··· EXERCISE DATA ···
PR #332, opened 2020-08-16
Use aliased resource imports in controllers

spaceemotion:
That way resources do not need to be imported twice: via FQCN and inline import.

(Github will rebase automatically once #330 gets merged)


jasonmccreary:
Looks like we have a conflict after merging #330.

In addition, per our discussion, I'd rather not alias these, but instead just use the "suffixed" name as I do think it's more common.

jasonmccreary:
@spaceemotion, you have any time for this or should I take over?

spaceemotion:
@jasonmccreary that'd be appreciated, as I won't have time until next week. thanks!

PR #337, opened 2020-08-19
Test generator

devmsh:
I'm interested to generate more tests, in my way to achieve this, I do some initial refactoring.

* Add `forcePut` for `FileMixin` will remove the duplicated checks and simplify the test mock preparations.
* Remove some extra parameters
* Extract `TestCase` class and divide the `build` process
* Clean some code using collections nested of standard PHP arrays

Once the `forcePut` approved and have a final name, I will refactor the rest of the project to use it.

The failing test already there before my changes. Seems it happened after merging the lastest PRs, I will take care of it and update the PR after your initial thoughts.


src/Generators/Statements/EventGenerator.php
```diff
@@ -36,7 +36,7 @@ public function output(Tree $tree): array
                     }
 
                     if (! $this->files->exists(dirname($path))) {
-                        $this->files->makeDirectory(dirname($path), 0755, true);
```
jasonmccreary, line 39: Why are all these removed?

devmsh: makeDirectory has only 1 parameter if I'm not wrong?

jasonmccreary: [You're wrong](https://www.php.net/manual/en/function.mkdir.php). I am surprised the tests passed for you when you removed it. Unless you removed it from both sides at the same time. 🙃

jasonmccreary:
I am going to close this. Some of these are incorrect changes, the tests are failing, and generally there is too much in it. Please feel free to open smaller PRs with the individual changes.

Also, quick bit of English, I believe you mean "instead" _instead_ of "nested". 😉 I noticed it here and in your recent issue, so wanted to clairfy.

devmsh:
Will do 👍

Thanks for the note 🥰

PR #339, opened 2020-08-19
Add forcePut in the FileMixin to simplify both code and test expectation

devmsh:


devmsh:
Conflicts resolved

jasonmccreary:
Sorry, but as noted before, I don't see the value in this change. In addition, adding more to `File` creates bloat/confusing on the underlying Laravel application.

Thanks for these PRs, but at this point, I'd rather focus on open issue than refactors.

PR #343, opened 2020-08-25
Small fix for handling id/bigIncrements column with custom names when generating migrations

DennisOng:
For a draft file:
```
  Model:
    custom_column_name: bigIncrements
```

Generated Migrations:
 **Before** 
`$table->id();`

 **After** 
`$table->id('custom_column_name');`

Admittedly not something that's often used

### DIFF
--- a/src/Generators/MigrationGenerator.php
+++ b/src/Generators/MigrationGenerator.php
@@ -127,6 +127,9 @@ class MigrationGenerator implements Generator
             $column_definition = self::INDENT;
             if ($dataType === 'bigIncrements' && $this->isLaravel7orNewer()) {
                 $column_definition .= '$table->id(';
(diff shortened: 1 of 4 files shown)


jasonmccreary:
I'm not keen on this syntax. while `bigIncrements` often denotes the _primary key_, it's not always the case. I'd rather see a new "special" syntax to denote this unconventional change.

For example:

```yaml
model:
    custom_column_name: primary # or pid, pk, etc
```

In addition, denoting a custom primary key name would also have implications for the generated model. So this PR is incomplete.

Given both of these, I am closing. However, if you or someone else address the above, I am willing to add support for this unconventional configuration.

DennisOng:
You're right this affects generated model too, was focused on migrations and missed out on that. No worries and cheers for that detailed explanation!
···
··· EXERCISE DATA ···
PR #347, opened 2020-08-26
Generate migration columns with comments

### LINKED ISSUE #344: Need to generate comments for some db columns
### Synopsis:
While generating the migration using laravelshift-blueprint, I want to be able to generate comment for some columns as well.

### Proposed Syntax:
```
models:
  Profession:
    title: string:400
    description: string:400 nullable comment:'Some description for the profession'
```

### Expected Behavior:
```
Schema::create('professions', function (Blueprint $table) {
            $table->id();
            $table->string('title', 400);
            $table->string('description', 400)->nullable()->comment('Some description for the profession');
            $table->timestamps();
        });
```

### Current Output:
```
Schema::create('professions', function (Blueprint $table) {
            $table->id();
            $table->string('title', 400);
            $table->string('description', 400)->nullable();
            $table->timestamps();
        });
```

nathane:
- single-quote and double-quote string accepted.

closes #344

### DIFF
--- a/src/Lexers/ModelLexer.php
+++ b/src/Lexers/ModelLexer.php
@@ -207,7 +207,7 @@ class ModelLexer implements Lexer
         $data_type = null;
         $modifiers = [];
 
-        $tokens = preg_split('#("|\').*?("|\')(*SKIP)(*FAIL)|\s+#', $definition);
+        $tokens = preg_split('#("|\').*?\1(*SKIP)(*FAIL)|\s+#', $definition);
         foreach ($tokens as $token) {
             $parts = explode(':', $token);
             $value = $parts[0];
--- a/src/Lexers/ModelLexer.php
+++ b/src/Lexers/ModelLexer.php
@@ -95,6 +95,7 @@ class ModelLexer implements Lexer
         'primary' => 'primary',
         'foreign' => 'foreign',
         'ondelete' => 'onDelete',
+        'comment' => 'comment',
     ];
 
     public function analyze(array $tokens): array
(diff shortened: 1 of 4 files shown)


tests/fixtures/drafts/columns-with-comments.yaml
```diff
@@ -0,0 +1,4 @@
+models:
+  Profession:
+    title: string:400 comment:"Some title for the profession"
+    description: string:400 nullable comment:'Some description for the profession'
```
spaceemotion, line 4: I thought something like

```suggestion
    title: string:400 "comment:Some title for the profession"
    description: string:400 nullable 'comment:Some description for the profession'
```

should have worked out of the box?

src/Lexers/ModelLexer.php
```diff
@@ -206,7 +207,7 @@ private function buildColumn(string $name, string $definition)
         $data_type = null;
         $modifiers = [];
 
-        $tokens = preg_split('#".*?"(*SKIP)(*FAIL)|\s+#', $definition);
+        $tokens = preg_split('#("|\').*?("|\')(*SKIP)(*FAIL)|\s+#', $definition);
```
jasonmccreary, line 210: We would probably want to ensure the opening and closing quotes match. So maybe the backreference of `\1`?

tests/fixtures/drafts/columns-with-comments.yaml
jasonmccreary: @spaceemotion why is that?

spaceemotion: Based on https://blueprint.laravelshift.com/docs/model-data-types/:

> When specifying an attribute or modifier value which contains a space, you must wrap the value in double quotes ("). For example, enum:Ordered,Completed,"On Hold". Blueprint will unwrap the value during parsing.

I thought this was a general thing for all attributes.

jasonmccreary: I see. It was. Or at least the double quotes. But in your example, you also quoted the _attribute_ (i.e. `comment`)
···
··· EXERCISE DATA ···
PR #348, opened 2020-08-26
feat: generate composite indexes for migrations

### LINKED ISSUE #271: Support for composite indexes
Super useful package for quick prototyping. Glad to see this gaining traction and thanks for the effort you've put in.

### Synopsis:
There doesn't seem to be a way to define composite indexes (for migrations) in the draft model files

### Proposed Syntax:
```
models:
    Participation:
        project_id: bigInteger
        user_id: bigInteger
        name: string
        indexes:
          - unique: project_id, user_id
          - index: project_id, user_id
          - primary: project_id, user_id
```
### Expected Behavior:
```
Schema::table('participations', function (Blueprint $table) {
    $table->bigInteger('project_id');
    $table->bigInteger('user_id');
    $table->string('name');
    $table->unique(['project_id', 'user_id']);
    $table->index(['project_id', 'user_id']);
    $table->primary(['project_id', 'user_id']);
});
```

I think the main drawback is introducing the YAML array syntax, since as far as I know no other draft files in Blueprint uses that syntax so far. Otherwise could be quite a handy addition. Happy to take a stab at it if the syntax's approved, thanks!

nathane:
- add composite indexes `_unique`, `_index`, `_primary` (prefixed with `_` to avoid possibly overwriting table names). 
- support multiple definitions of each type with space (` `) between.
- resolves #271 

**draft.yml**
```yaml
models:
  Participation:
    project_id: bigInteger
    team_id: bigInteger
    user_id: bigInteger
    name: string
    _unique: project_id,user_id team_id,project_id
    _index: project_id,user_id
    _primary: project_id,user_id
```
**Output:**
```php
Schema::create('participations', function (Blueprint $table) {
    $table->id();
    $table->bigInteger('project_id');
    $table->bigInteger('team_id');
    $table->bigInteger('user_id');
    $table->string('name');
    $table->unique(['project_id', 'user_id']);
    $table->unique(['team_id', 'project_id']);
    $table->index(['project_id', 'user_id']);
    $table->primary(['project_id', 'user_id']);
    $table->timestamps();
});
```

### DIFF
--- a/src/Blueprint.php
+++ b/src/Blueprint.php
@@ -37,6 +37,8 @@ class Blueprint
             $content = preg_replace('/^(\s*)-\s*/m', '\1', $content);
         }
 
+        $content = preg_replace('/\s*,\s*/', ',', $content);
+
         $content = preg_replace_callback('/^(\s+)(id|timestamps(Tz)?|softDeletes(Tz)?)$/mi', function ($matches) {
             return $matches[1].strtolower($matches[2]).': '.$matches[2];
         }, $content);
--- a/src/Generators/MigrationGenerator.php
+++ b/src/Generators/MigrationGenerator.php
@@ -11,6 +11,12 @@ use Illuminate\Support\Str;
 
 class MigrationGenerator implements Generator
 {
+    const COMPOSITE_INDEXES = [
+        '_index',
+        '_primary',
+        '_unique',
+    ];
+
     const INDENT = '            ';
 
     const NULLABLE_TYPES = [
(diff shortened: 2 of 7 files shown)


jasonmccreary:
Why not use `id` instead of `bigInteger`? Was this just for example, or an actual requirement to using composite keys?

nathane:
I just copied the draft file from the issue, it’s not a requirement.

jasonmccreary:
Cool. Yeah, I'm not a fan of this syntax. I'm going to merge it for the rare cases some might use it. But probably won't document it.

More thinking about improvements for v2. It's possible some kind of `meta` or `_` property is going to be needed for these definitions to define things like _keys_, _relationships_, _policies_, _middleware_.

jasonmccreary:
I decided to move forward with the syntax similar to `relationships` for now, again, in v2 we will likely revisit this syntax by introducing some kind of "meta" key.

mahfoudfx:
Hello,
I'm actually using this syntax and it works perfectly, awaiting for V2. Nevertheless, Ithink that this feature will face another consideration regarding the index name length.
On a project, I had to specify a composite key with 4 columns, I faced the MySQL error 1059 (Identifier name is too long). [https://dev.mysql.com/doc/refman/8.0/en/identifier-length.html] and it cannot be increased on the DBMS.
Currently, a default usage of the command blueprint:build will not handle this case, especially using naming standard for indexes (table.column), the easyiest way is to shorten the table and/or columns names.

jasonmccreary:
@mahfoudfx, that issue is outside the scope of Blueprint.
···
An exact copy of the lines above, from the one containing "That way resources" through the one containing "standard PHP arrays", is the whole of the answer.

That way resources do not need to be imported twice: via FQCN and inline import.

(Github will rebase automatically once #330 gets merged)


jasonmccreary:
Looks like we have a conflict after merging #330.

In addition, per our discussion, I'd rather not alias these, but instead just use the "suffixed" name as I do think it's more common.

jasonmccreary:
@spaceemotion, you have any time for this or should I take over?

spaceemotion:
@jasonmccreary that'd be appreciated, as I won't have time until next week. thanks!

PR #337, opened 2020-08-19
Test generator

devmsh:
I'm interested to generate more tests, in my way to achieve this, I do some initial refactoring.

* Add `forcePut` for `FileMixin` will remove the duplicated checks and simplify the test mock preparations.
* Remove some extra parameters
* Extract `TestCase` class and divide the `build` process
* Clean some code using collections nested of standard PHP arrays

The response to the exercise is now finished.